Master Fey sniffed one of the protrusions on the stone.
“Look here, cat.” Ani stomped to the repository and rested her hand on the tingly surface. “I’ve had enough. Is there a problem with Embor? Is there a problem in the Realm? Is there a problem with a hairball?”
He can’t tell you. Silly male got himself trapped. Ground bound. Hogtied. Hoisted by his own pe
tard. Whiskers were too wide for the jelly jar, weren’t they, handsome?
The mind-voice wasn’t Master Fey, which left the red cat. The tabby hopped onto the stone too. Her ears swiveled toward Ani.
“What does that mean?” Ani asked her.
I’m here to save the day, she replied smugly. Fey girl, you know this.
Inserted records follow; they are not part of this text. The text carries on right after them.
PR #305, opened 2015-09-30
Added component to delete erroneous files in AATAMS_SATTAG_DM harvester

xhoenner:
Changes to fix https://github.com/aodn/content/issues/141, https://github.com/aodn/content/issues/139, and https://github.com/aodn/content/issues/134

Data bags need to be updated: new context 'file_remove' pointing to bash script 'to_delete.sh' in aatams_sattag_dm directory on 9 and 14-nsp 

Prior to deployment, @danfruehauf could you please copy that .sh file from my home directory into /mnt/ebs/data/IMOS/archive/eMII/TALEND_harvester/AATAMS/aatams_sattag_dm on 14-nsp?


danfruehauf:
@xhoenner Done.

xhoenner:
Great, thanks @danfruehauf.

danfruehauf:
It's pretty ugly here @xhoenner, that the harvester is calling a bash script. I might even say this is dangerous. I think we should be seeking a different solution here.

xhoenner:
How would you do it then? I need to be able to tell Talend not to process certain files from outside the harvester and update that list of files to exclude on occasions. Unless you know of a way to check the validity of a MS Access file?

The bash script only looks at the specified file paths so I don't understand why this is dangerous.

danfruehauf:
Having a talend harvester trigger an executable is not ideal and can be considered dangerous. This is not good practice.

You can use the pipeline processing to move files to this location only if they are valid MS access files, otherwise - push them to an error directory for further inspection. Where do those files come from anyway?

xhoenner:
The pipeline processing hasn't been implemented yet for AATAMS SATTAG MS Access files. 

Those files are copied across by the harvester from the tag manufacturer's FTP server using lftp (configured in Talend). Moving the files to an error directory won't solve the current issue as the next time the harvester runs it will run the lftp command which will copy again the files that have been moved.

danfruehauf:
I understand. In that case I don't think the harvester should be running lftp. Probably lftp should be run externally (using cron or such) and then the files moved to where they need to be.

PR #308, opened 2015-10-08
Modify acorn_radial_nonqc to use manifest harvesting components

danfruehauf:


danfruehauf:
Made obsolete by #343.

PR #309, opened 2015-10-09
AUS PHYTO DB - add missing columns to view

lbesnard:


lbesnard:
an easy PR (tested) to runAlways , and to add many missing columns 

if a nice soul wants to increase his/her carma before the we

PR #650, opened 2018-12-06
AODN_WAVE_DM :  generate a single layer for the collection instead of…

bpasquer:
… one

per institution
- delete the institution specific metadata
- create  new _map and _data view


bpasquer:
@lbesnard  Can you please take care of this one please

PR #670, opened 2019-02-06
 ANFOG-DM: replace reference to NRL by UWA

bpasquer:


lbesnard:
we also need to change the data bags right ?

bpasquer:
indeed ! 
https://github.com/aodn/chef-private/pull/3147

PR #680, opened 2019-02-22
SOOP TMV - REALTIME

lbesnard:
* Use SOOP TMV harvester (previously DM only) to process RT files
 * realtime files must have realtime string in their path
 * add realtime boolean column on visualisation wms
 * use realtime boolean to separate DM and NRT views


bpasquer:
it's neat 👍

PR #685, opened 2019-03-04
PARAMTERS MAPPING improvement

bpasquer:
- add column comment to parameter table
 - select column comment in relevent views


bpasquer:
Fix https://github.com/aodn/content/issues/404

PR #686, opened 2019-03-05
SRS OC DALEC - add to existing harvester new collection of dalec data…

lbesnard:
… mounted on various soop; renaming of views ...


lbesnard:
data bags on chef-private need to be modified to add new uuid

lbesnard:
https://github.com/aodn/chef-private/pull/3160

PR #694, opened 2019-03-13
SOOP_AUSCPR: fix checking for empty Metadata_UUID_biomass (null or "")

mhidas:


mhidas:
This was  failing in  RC because that context variable is currently  NULL,  and it  was  trying to use  a string method to test  whether it was  equal to "". Now  it  checks  for a null  value first.

PR #696, opened 2019-03-15
Rename old tPostgresqlOutput_1 to prevent naming clash with renamed i…

jonescc:
…PostgresqlOutput_1


jonescc:
needs another update

PR #704, opened 2019-03-28
PLANKTON_PRODUCTS: fix up harvesting of raw tables

mhidas:


mhidas:
This should fix https://github.com/aodn/issues/issues/395 (as suggested [here](https://github.com/aodn/issues/issues/395#issuecomment-476933990) - thanks @jonescc )

PR #711, opened 2019-04-10
SOOP TMV - add pkey to visualisation_wms

lbesnard:


lbesnard:
simple liquibase change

You know it always comes down to the females.
Master Fey growled. Females are a nuisance.
Females save your hide. The cat said something odd and unpronounceable that sounded like music before continuing. Fiertag’s too. Talk about hoisted by his own petard. Funny phrase, that. It’s all about farts. For two-legs, everything revolves around the bowels.
The lady cat was not taciturn.
“Mistress Fey,” Ani said, “is there a problem with Embor?”
I have to make some guesses, the female answered. He can’t tell you, he can’t tell me, he can’t tell a little birdie. But yes. There’s a problem. You’re needed.
Fey cats weren’t often together. The fact these two were was odd enough. Now they stared each other down in a way that didn’t feel friendly. An ululating growl came from them as they crouched on the standing stone, as if battling over who got to eat the flower in the pot.
Ani skipped an arm’s length away. “How can I help?”
The floor began to shake. More specifically, the stone began to shake. Master Fey yowled and swatted the tabby, who leapt toward the couch. The stone jittered so fast its outline blurred before a great rush of magic pounded through the house.
The stone exploded into dust.
The flower pot crashed to the floor. Ani coughed and sputtered. Sparkles coated her, the cats, the floor, the furniture, the ceiling fan. Prickly sensations spidered over her body.
“What just happened?”
The problem got worse. Master Fey began to say something else and his mind-voice whispered away.
Dog bones! Remind him he owes me, the tabby said, her own voice fading. Follow my…
“Follow your what?”
“Mew,” responded the tabby. Though it was hard to tell on feline features, Ani thought a look of disgust crossed her face.